**Work to be completed:**
Using the data below, show every line where the word "document" occurs.

═══ Dataset excerpts

Issue #4766, opened 2022-03-24
Improves consistency of controlled and uncontrolled component APIs


matuzalemsteles:
Most or almost all of our components allow them to be controlled or uncontrolled using the `useInternalState` hook under the hood, some like DropDown force just use as controlled.

In pull request #4727 we introduced an improvement to avoid the confusion of when the component is behaving like controlled or uncontrolled by adding properties of `default*`, some components use different properties to set the initial value of a value, for example, `initialValue`, some use more friendly naming for the component like `showPalette` to set the initial value of the state or just a flag, in these cases, it might not make sense to change it for now but we should keep the consistency for the rest of the components that follow this behavior.

We don't want to cause breaking changes with this change, so we will alias and mark inconsistent APIs as deprecated and remove them in the next major version.

PR #4774, opened 2022-03-29
docs(RFC): Controlled and uncontrolled components RFC

matuzalemsteles:
This document describes in more detail the final proposal for dealing with the controlled and uncontrolled components in relation to issue #4766.

### [View the rendered text](https://github.com/matuzalemsteles/clay/blob/115b46c965a7a3efca53ecdd2d3177e2ccfd1ee7/docs/proposals/0002-controlled-and-uncontrolled.md)


bryceosterhaus:
Great document! I really like the idea of have a consistent pattern for this.

matuzalemsteles:
Okay, looks like this is ok. I'm going ahead and merging the RFC, I'll start working on that too.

══════

**Task solution:**
This document describes in more detail the final proposal for dealing with the controlled and uncontrolled components in relation to issue #4766.
Great document! I really like the idea of have a consistent pattern for this.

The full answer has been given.